The present campaign by the Association of County Councils to increase the scope of local objectors' rights in licensing cases provides a good example of the trend.
It is right, of course, that those who are likely to be directly affected by the existence of an operative centre and the movements of vehicles in and out of it should have the opportunity to make representations about its siting and use.
In guaranteeing the rights of those residents, however, there is a danger that the net can be spread too wide, and that the ranks of the objectors will be swelled by those on whom the effects of an operating centre will be minimal at worst. If that were to become the case, Licensing Authority hearings could reach the levels of absurdity seen in many road planning inquiries, where the legitimate objections of those directly affected by a proposal become swallowed up by a mass of emotional and political objections. With road inquiries this has led to cases which become bogged down in time and paperwork to the detriment of those on whose behalf the schemes and inquiries were started in the first place — the local residents.

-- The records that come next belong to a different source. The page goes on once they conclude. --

PR #1043, opened 2023-03-16
Add RegisteredNameOrIp cardinality limiter

fedorka:
We have tag values which may be IP addresses, which are very high cardinality and low value, or registered names (Eureka VIPs or DNS hostnames), which are lower cardinality and high value. This limiter allows us to apply different cardinality policies to each case.

### DIFF
--- a/spectator-api/src/main/java/com/netflix/spectator/api/patterns/CardinalityLimiters.java
+++ b/spectator-api/src/main/java/com/netflix/spectator/api/patterns/CardinalityLimiters.java
@@ -17,6 +17,7 @@ package com.netflix.spectator.api.patterns;
 
 import com.netflix.spectator.api.Clock;
 import com.netflix.spectator.api.Utils;
+import com.netflix.spectator.impl.PatternMatcher;
 
 import java.io.Serializable;
 import java.util.Comparator;
@@ -28,6 +29,7 @@ import java.util.concurrent.atomic.AtomicInteger;
 import java.util.concurrent.atomic.AtomicLong;
 import java.util.concurrent.locks.ReentrantLock;
 import java.util.function.Function;
+import java.util.function.Predicate;
 import java.util.stream.Collectors;
 
 /**
@@ -153,6 +155,25 @@ public final class CardinalityLimiters {
    */
   public static Function<String, String> rollup(int n) {
     return new RollupLimiter(n);
+  }
+
+  /**
+   * Restrict the cardinality independently for values which appear to be IP literals,
+   * which are likely high-cardinality and low value, and Registered names (eg: Eureka
+   * VIPs or DNS names), which are low-to-mid cardinality and high value. Values should
+   * be RFC3986 3.2.2 hosts, behavior with non-host strings is not guaranteed.
+   *
+   * @param registeredNameLimiter
+   *     The limiter applied to values which appear to be registered names.
+   * @param ipLimiter
+   *     The limiter applied to values which appear to be IP literals.
+   *
+   * @return
+   *     The result according to the the matched limiter.
+   */
+  public static Function<String, String> registeredNameOrIp(Function<String, String> registeredNameLimiter,
+                                                            Function<String, String> ipLimiter) {
+    return new RegisteredNameOrIpLimiter(registeredNameLimiter, ipLimiter);
   }
 
   private static class FirstLimiter implements Function<String, String>, Serializable {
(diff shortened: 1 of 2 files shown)


spectator-api/src/main/java/com/netflix/spectator/api/patterns/CardinalityLimiters.java
```diff
@@ -357,4 +377,37 @@ private static class RollupLimiter implements Function<String, String>, Serializ
       return "RollupLimiter(" + state + ")";
     }
   }
+
+  private static class RegisteredNameOrIpLimiter implements Function<String, String>, Serializable {
+
+    private static final long serialVersionUID = 1L;
+
+    //From RFC 3986 3.2.2, we can quickly identify IP literals (other than IPv4) from the first character.
+    private static final Predicate<String> IS_IP_LITERAL = s -> s.startsWith("[");
```
brharrington, line 386: One observation is that this matching is inconsistent with the IPv4 check in that the IPv4 will match the pattern anywhere in the string and this would only work if it was at the start. For example:

```
http://127.0.0.1:1234/foo -> is considered an IP
http://[::1]:1234/foo     -> is not because IP is not at the start
```

Should it be `s.contains("[")`?

`IS_IP_V6_LITERAL`? I find the naming to be a bit confusing as "IP" in this context does not include IPv4 addresses. I realize in the future it could be used for future IP versions, but presently it would just be 6.

fedorka: Both good catches, thanks!

The IPv4 pattern should be anchored. The intent is for this limiter to be applicable to RFC 3986 3.2.2 hosts (or the reg_name/host components for various older standards). As noted above, this code is intended to be used on the hot path so I applied a narrow scope to the input to simplify the checks. I'll note that in the javadoc.

fedorka: Actually, I think we should stick with `IS_IP_LITERAL` as that aligns with the name in the specification, even though it does not include IPv4 addresses. The predicate for IPv4 is adjacent and both predicates are scoped to a very small section of code, so I believe the cognitive overhead is low.

Additionally, the versioning in the spec is on the format of the address, not the IP version, so parsers and matcher explicitly don't necessarily require updates when future specs are issued.

For consistency, I've also updated the IPv4 pattern to fully align with the specification.

spectator-api/src/main/java/com/netflix/spectator/api/patterns/CardinalityLimiters.java
```diff
@@ -357,4 +379,39 @@ private static class RollupLimiter implements Function<String, String>, Serializ
...
+
+    //From RFC 3986 3.2.2
+    private static final String DEC_OCTET_PATTERN = "(?:\\d|[1-9]\\d|1\\d{2}|2[0-4]\\d|25[0-5])";
```
brharrington, line 391: Multiple OR clauses will be significantly slower to match than just the simple `\d{1-3}` check used before. Not sure we really care about strict spec compliance for this in particular since IPv6 is just checking that it starts with a `[`.

spectator-api/src/main/java/com/netflix/spectator/api/patterns/CardinalityLimiters.java
```diff
@@ -357,4 +379,39 @@ private static class RollupLimiter implements Function<String, String>, Serializ
...
+    private static final String IPV4_ADDRESS_PATTERN = DEC_OCTET_PATTERN + "." + DEC_OCTET_PATTERN + "."
```
brharrington, line 392: Since the `.` is not escaped here it would match any character.

spectator-api/src/test/java/com/netflix/spectator/api/patterns/CardinalityLimitersTest.java
```diff
@@ -316,6 +316,34 @@ public void rollup2() {
     Assertions.assertEquals(CardinalityLimiters.AUTO_ROLLUP, f.apply("a"));
   }
 
+  @Test
+  public void registeredNameOrIp() {
```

It would obviously be unacceptable to limit objectors' rights to the point where inquiries and LA hearings alike became exercises for steamrollers, but equally it would be unacceptable for the whole growth and future of the haulage industry (or any other vital industry) to be threatened by a sort of objector-induced paralysis. The lesson taught by the occasional filibuster in the House of Commons, and the unpopular guillotine motions which accompany them is one well worth considering.
There is another factor to consider in relation to the increased environmental pressure on schemes involving the use of lorries. That is the enormous economic cost of adapting schemes to the demands (or projected demands) of the objectors. In two cases in and around London (the design of the upgraded North Circular Road and of the East London River Crossing) the schemes being put forward now incorporate vastly expensive underground roadways. Such expensive measures will undoubtedly lower the potential noise levels from these roads. They will therefore undoubtedly lower the potential for objections, but the extra millions spent in achieving such ends would probably be better spent in other road schemes, where even more residents could benefit from the upgrading of the roads system to match the needs of the 1990s.
To most people, the price of democracy can never be too high: but the price of pandering to a sectional interest within that democracy to the detriment of the majority can easily be too high. It is that price which should be borne in mind by all involved in the regulation of the lorry within the environment.